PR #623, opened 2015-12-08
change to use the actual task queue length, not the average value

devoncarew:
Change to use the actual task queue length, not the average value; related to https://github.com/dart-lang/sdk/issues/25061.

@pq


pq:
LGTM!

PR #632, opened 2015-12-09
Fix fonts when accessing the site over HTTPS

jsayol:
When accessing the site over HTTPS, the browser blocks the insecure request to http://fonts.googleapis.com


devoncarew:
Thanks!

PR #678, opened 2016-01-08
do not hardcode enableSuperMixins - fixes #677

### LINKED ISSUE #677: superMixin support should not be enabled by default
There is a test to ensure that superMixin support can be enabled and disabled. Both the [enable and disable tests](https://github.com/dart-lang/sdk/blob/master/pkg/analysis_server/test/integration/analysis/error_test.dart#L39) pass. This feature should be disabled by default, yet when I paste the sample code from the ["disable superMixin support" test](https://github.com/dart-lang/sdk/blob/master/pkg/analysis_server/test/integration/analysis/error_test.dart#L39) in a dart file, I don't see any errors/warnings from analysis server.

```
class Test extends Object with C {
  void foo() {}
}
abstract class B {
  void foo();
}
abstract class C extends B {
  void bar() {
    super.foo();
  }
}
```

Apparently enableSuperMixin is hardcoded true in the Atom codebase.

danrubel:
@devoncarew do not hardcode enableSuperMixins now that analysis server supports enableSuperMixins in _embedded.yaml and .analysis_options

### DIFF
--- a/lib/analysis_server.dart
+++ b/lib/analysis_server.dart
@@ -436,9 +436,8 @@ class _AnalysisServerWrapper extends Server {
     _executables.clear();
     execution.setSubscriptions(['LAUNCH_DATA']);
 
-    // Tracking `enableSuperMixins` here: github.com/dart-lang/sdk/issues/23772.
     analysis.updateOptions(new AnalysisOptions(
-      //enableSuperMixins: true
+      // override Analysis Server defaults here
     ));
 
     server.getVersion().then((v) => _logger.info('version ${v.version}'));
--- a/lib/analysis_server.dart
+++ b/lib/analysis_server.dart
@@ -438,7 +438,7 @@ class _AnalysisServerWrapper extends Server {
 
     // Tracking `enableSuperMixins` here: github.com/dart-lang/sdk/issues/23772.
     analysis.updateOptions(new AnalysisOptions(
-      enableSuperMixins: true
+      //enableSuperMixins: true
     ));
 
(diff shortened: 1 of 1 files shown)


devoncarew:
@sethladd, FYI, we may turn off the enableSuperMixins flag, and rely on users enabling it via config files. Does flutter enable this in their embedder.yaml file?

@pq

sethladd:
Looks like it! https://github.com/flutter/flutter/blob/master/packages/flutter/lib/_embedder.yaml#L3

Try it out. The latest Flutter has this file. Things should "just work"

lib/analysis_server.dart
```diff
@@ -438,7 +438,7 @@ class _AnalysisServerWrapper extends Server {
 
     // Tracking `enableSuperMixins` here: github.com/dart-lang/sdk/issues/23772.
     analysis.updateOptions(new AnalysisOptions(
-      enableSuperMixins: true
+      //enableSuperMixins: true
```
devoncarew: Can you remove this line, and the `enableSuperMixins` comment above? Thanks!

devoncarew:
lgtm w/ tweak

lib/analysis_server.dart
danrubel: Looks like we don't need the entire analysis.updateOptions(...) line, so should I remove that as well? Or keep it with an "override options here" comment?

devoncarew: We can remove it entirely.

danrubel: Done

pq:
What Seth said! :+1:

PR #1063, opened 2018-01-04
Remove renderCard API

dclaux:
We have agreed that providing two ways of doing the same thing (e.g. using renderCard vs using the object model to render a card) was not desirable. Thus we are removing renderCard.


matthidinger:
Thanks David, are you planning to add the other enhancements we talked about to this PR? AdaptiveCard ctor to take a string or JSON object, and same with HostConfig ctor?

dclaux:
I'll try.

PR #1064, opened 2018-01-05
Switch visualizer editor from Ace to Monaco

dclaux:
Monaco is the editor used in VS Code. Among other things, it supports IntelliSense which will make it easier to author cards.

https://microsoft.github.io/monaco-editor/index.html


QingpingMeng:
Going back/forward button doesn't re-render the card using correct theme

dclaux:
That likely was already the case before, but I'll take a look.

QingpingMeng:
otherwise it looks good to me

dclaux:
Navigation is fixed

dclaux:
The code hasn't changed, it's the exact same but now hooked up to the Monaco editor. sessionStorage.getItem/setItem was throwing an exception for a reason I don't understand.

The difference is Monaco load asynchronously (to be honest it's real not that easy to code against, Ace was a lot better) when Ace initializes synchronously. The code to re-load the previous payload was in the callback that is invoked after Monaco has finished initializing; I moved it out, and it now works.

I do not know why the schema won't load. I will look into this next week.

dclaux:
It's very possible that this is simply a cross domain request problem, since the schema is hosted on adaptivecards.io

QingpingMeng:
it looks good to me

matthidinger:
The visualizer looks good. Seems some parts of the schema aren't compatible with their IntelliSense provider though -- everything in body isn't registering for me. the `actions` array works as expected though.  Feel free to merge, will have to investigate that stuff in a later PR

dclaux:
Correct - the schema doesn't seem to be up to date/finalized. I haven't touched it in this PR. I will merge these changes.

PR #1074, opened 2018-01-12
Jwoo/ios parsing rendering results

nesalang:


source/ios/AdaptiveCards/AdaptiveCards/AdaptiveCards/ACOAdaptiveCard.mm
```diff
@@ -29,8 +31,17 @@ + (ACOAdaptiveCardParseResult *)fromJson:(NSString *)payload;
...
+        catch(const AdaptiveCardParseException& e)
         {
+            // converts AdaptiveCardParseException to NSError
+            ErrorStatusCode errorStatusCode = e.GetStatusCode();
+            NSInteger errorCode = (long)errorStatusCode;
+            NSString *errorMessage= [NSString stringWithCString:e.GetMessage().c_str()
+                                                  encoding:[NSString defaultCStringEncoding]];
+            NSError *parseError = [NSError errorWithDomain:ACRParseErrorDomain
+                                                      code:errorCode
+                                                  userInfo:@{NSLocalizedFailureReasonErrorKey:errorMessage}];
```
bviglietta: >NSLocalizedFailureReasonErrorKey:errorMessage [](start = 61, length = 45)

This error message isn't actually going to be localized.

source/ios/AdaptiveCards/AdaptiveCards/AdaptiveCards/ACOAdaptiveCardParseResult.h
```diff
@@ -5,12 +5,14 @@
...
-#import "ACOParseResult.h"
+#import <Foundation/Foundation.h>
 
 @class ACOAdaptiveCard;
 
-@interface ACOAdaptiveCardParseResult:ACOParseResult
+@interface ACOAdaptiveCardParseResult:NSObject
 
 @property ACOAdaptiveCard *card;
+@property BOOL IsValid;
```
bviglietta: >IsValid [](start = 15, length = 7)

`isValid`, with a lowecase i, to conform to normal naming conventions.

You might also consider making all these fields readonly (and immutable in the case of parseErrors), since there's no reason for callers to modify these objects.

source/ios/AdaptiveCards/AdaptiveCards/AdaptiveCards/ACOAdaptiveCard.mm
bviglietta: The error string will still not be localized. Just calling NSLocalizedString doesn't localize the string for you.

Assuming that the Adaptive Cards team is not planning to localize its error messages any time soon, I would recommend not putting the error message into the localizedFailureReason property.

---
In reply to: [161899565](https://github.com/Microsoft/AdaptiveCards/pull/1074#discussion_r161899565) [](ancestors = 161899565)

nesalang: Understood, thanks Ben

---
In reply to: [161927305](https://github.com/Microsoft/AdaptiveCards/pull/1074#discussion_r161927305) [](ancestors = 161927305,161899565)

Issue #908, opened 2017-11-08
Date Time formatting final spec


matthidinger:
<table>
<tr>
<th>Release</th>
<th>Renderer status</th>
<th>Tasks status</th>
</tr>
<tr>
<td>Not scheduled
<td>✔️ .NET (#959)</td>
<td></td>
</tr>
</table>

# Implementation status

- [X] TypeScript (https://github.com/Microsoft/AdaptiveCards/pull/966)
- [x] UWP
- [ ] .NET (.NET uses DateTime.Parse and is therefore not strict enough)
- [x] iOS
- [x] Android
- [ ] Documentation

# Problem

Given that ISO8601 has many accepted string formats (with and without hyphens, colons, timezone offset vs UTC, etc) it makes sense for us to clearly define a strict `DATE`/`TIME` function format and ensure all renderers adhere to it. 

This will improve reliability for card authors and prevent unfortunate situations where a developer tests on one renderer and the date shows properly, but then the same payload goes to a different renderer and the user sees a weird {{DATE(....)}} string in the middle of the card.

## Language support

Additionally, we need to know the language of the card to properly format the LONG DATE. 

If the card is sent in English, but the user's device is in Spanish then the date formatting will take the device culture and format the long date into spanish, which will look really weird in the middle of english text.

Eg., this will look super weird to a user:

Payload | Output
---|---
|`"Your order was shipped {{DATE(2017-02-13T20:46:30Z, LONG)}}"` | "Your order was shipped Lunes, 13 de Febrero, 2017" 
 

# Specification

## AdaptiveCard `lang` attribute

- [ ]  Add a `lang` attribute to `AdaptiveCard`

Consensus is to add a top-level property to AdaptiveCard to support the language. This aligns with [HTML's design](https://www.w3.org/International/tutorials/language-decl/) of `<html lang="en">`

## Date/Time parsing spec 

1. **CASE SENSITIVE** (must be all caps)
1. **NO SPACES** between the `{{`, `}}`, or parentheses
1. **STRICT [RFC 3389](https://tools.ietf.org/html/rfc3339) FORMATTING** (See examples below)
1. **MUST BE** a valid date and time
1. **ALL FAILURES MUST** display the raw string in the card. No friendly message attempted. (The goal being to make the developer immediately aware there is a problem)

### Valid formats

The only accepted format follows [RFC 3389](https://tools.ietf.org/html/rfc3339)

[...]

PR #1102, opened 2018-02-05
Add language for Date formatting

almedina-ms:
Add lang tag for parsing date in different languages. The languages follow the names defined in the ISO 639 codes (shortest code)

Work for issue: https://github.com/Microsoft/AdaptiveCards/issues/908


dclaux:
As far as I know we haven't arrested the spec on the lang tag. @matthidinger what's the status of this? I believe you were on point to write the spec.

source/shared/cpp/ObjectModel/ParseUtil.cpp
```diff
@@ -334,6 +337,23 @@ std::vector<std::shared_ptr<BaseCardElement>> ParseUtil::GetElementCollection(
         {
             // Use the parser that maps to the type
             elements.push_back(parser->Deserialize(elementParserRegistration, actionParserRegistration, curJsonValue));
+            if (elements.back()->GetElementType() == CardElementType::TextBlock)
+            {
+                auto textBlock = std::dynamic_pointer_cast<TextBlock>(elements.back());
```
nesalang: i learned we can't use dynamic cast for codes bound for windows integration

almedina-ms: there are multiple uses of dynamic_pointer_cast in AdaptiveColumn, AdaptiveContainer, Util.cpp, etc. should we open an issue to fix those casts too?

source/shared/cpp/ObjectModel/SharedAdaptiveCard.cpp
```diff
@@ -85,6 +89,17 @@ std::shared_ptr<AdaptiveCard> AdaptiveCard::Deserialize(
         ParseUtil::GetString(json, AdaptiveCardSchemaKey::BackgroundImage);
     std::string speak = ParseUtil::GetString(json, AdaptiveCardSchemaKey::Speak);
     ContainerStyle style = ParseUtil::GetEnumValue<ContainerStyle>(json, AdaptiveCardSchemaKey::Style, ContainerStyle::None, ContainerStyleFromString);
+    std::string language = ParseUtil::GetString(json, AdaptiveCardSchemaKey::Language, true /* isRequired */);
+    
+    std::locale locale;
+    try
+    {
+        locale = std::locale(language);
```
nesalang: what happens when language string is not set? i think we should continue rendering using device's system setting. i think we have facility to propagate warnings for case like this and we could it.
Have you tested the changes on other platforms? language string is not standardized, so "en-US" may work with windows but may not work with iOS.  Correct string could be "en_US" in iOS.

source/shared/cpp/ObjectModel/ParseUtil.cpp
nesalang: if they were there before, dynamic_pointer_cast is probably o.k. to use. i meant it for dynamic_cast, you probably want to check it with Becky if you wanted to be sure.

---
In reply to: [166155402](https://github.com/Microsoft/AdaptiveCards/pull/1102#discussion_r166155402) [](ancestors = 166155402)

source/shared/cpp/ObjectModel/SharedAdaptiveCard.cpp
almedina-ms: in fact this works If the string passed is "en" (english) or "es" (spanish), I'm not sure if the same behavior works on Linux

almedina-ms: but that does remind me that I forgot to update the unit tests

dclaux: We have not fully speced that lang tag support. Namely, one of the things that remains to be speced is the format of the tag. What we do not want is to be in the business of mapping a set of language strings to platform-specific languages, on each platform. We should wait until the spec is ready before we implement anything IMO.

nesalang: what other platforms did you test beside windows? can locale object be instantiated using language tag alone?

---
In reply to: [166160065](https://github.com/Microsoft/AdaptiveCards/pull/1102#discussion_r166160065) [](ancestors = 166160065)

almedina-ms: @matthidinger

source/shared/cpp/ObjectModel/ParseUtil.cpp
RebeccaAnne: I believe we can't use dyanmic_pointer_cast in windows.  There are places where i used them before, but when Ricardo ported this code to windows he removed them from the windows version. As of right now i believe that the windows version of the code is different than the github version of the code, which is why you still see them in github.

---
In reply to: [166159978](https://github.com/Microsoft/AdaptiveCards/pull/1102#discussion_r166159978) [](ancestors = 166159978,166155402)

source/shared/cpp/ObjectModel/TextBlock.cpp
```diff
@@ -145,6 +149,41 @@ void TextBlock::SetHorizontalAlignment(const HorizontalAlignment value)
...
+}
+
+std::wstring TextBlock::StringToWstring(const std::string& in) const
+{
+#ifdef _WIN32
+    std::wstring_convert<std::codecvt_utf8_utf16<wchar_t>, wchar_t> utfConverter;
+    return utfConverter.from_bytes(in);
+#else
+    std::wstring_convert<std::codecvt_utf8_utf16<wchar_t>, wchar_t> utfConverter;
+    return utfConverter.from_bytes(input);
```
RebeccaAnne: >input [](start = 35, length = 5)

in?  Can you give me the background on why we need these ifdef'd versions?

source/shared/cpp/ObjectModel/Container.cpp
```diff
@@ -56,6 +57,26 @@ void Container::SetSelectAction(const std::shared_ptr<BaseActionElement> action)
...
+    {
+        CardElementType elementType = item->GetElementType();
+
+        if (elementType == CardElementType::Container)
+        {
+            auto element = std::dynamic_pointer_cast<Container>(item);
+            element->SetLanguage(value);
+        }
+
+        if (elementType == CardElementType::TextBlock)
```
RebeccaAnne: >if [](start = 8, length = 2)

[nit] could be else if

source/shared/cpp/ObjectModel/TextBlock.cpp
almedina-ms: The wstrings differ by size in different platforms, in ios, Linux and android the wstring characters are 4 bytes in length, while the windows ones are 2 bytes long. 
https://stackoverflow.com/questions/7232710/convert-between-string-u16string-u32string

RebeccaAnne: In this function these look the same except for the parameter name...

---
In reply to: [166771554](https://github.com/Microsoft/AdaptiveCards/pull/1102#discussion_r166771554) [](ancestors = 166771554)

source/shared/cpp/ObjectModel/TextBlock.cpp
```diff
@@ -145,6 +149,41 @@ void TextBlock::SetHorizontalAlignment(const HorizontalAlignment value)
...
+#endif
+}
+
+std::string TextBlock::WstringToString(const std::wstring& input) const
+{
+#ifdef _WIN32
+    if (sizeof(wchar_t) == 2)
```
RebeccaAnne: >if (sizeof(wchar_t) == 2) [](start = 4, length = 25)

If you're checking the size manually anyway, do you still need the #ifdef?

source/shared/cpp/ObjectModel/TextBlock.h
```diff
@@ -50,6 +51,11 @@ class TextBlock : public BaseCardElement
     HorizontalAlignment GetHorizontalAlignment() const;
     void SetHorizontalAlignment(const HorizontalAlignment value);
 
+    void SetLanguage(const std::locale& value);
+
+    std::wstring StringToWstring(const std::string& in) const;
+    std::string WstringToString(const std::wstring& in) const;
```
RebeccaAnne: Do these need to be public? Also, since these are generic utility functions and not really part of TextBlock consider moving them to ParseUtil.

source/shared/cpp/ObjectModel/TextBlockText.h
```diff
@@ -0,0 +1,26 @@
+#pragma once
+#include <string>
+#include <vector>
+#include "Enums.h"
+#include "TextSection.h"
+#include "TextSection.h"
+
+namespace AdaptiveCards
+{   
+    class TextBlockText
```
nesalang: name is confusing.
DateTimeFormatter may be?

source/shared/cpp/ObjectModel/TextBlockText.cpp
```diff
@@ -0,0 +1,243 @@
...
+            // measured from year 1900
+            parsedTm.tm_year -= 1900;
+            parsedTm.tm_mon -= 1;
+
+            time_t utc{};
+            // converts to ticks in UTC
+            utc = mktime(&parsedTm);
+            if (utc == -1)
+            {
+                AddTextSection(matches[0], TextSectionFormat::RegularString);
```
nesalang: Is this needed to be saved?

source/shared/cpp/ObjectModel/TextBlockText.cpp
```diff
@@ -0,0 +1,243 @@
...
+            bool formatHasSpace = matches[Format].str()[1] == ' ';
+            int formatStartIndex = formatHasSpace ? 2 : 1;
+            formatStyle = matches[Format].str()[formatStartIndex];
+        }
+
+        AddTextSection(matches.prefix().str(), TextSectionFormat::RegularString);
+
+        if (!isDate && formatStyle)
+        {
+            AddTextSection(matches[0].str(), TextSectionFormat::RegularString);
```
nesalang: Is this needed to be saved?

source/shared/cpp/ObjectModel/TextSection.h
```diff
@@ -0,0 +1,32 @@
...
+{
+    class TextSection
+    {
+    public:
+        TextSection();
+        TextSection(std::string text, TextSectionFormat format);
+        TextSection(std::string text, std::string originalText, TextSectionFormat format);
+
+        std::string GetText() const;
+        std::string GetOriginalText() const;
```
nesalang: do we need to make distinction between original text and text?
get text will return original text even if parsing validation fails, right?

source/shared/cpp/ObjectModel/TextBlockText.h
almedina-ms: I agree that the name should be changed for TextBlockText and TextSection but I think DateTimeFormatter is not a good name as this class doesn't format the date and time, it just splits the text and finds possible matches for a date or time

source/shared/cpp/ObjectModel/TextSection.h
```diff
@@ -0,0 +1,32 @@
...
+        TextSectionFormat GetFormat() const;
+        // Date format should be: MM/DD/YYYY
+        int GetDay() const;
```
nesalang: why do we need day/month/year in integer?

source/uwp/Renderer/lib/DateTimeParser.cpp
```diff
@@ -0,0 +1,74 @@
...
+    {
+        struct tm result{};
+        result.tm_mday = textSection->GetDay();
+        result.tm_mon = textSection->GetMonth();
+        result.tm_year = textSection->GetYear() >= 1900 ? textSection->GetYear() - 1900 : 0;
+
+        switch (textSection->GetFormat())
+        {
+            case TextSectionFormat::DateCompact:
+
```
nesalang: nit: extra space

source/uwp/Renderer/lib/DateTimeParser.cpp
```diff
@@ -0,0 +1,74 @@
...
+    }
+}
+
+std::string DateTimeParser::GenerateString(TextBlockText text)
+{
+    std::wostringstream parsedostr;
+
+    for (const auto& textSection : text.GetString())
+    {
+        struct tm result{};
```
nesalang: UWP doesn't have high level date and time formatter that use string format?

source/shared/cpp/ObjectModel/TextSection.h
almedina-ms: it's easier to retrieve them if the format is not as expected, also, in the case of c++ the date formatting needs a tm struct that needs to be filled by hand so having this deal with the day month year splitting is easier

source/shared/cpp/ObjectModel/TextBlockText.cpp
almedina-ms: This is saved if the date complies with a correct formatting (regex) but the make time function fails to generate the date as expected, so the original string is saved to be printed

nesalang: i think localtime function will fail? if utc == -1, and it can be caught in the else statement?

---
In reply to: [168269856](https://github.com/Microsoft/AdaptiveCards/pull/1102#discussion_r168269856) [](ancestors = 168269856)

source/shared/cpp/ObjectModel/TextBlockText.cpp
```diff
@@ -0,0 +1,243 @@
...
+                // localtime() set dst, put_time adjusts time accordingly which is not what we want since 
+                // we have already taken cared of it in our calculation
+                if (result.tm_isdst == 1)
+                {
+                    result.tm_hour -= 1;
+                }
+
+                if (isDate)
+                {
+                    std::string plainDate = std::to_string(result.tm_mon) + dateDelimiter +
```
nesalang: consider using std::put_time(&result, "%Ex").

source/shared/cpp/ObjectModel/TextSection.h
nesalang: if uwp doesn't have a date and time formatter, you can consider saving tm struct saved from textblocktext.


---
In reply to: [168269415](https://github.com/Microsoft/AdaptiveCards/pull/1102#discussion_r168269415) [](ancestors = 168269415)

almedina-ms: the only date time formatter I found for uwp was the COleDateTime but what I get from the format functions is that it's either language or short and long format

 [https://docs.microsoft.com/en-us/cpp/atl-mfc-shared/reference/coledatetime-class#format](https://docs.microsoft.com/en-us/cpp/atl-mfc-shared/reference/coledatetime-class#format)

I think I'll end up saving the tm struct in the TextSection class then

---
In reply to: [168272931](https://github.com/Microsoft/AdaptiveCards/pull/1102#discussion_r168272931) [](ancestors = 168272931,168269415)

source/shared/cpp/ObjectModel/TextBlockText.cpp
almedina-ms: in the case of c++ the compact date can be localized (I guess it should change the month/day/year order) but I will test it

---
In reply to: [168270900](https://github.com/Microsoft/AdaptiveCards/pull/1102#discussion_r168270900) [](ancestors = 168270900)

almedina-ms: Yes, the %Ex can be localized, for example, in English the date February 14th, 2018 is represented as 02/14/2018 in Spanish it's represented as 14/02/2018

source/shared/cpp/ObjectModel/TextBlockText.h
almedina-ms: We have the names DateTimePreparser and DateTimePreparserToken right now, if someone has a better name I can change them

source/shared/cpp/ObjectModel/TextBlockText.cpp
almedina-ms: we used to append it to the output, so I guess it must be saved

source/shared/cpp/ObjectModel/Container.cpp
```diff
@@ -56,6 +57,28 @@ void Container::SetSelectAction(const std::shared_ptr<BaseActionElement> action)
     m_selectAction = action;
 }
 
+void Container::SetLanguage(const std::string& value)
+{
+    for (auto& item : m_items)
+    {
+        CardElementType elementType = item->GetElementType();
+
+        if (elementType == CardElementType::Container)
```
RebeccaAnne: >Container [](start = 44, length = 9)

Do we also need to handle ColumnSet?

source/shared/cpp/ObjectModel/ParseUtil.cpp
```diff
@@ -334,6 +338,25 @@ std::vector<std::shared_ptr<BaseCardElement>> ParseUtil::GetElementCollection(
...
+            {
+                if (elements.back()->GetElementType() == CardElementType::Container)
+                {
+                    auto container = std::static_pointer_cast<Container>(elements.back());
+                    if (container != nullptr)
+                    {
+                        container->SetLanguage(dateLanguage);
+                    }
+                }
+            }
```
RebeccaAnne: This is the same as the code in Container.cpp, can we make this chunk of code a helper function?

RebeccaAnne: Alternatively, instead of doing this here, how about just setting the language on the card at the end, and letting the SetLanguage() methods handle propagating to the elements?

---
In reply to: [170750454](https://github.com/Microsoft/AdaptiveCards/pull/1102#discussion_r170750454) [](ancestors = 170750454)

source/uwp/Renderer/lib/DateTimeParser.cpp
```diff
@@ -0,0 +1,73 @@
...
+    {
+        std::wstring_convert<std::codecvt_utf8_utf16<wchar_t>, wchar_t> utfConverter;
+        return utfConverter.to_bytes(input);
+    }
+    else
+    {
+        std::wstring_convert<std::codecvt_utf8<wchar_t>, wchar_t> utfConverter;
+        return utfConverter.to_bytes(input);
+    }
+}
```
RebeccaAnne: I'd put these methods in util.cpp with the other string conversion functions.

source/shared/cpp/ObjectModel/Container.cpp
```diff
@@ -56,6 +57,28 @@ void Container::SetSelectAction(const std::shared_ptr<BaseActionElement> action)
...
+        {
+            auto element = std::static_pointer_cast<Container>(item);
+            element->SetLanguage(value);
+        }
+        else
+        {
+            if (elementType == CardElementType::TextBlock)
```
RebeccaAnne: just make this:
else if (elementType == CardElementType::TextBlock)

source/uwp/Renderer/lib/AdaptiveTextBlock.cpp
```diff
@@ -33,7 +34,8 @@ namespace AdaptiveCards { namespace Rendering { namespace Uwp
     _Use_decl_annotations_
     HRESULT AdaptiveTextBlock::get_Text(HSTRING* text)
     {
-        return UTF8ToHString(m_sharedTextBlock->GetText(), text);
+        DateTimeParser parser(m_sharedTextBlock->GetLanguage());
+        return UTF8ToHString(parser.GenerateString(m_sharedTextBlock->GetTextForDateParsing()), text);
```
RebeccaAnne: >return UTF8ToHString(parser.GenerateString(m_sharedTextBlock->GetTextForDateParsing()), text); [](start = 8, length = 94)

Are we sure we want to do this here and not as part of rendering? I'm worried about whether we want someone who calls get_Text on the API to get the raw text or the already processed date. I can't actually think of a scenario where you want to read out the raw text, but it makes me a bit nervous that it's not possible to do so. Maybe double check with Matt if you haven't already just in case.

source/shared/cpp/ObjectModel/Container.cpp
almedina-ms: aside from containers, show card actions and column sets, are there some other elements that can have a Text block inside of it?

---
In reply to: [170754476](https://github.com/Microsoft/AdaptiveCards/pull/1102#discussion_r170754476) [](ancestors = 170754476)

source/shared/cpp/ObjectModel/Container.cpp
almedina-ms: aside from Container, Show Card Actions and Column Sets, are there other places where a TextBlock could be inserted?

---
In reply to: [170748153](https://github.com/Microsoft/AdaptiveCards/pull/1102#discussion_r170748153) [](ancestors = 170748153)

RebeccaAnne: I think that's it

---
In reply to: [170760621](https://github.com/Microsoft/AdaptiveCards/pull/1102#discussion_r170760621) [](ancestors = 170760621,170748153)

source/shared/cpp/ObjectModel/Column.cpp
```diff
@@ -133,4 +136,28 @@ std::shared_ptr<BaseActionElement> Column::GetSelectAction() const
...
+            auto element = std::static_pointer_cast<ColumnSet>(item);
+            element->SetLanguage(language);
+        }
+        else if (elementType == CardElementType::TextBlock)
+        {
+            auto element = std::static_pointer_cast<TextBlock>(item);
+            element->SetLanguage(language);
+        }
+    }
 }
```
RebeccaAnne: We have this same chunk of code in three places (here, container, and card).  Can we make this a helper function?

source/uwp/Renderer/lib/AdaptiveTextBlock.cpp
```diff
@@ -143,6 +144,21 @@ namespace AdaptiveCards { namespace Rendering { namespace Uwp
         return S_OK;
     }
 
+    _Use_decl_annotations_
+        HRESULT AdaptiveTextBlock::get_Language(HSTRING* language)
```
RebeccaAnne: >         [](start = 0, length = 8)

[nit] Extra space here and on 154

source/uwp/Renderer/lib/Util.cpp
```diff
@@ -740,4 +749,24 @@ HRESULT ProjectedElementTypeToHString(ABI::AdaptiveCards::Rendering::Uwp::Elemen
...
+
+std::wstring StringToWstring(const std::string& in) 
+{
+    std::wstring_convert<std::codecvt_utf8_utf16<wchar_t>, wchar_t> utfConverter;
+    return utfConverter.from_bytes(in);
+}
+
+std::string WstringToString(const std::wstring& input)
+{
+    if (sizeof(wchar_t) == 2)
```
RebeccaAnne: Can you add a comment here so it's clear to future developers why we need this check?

_ _ _

Aim of the exercise >> Search the records for lines holding the word "converts", then copy each line you find.

Problem solution >>
+            // converts AdaptiveCardParseException to NSError
+            // converts to ticks in UTC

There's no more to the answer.